# Am I wrong in this situation?



## Confused99 (Jul 29, 2010)

My husband told me that if I don't delete my ex from Facebook he's going to divorce me. I said no because I felt like he was being controlling and if that is something he wants he can tell me how he feels but he can't make me do anything through threats/ultimatums. This is also the 2nd time that he has done something like this (told me i HAD to do something or he'll file divorce papers) and the first time I responded so I dont want him to think he can do it over and over . I also think any argument over Facebook is absurd and not worth the time of day. Regardless, he went and got divorce papers and asked me if I changed my mind about deleting him and I said no. Now he's not talking to me and I guess he's going to go through with it idk...is it wrong that I won't delete my ex? I don;t even really talk to him especially on Facebook he's just there. I dont even really care if hes my friend on there or not I just didn't want to encourage my husband to keep acting this way. Thoughts?


----------



## Mistys dad (Dec 2, 2011)

Seems like there is more to this story than you wrote.


----------



## Shaggy (Jul 17, 2011)

Quick question: what's more important the ex or H?

Get rid of the less important one.

Btw, he isn't being controlling. He is setting a boundary, and not having ex lovers in your marriage is a very good boundary.
_Posted via Mobile Device_


----------



## YupItsMe (Sep 29, 2011)

I wouldnt put up with my wife having her ex as a facebook friend. 

And yes its a deal killer. 

Respectful boundaries are required for a healthy relationship. 

Although you mentioned he has done something like this before, from your stubborn reaction to his reasonable request, Id imagine you were equally wrong last time also

If you cant respect or understand your husbands concern about keeping others away that are toxic to the marriage then you really dont have any business being married.

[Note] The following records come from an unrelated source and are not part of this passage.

PR #1190, opened 2021-12-09
feat[SWA-164] Add asset size and name on convection

Gon4ar5:
Resolve [SWA-164](https://artsyproduct.atlassian.net/browse/SWA-164)
Add new fields to Asset model and mutations


iskounen (approved):
suggestion: I think that `filename` would be a bit more descriptive than `name`

AlicanAkyuz (approved):

kiryl-zubarau (approved):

I wouldnt want my wifes ex knowing what we are doing with our lives or having pictures of our child, my wife. If she wanted him in her life, she should have stayed with him.

facebook is for sharing. I dont want my wife sharing anything with her ex


----------



## SockPuppet (May 16, 2011)

This could be a display of controlling behaviour, and by deleting your ex, you will reinforce this type of behaviour in the future.

Conversley, this could be insecurity on your husbands side, and since you admit you wont actually lose anything by deleting him, this may be the option for you.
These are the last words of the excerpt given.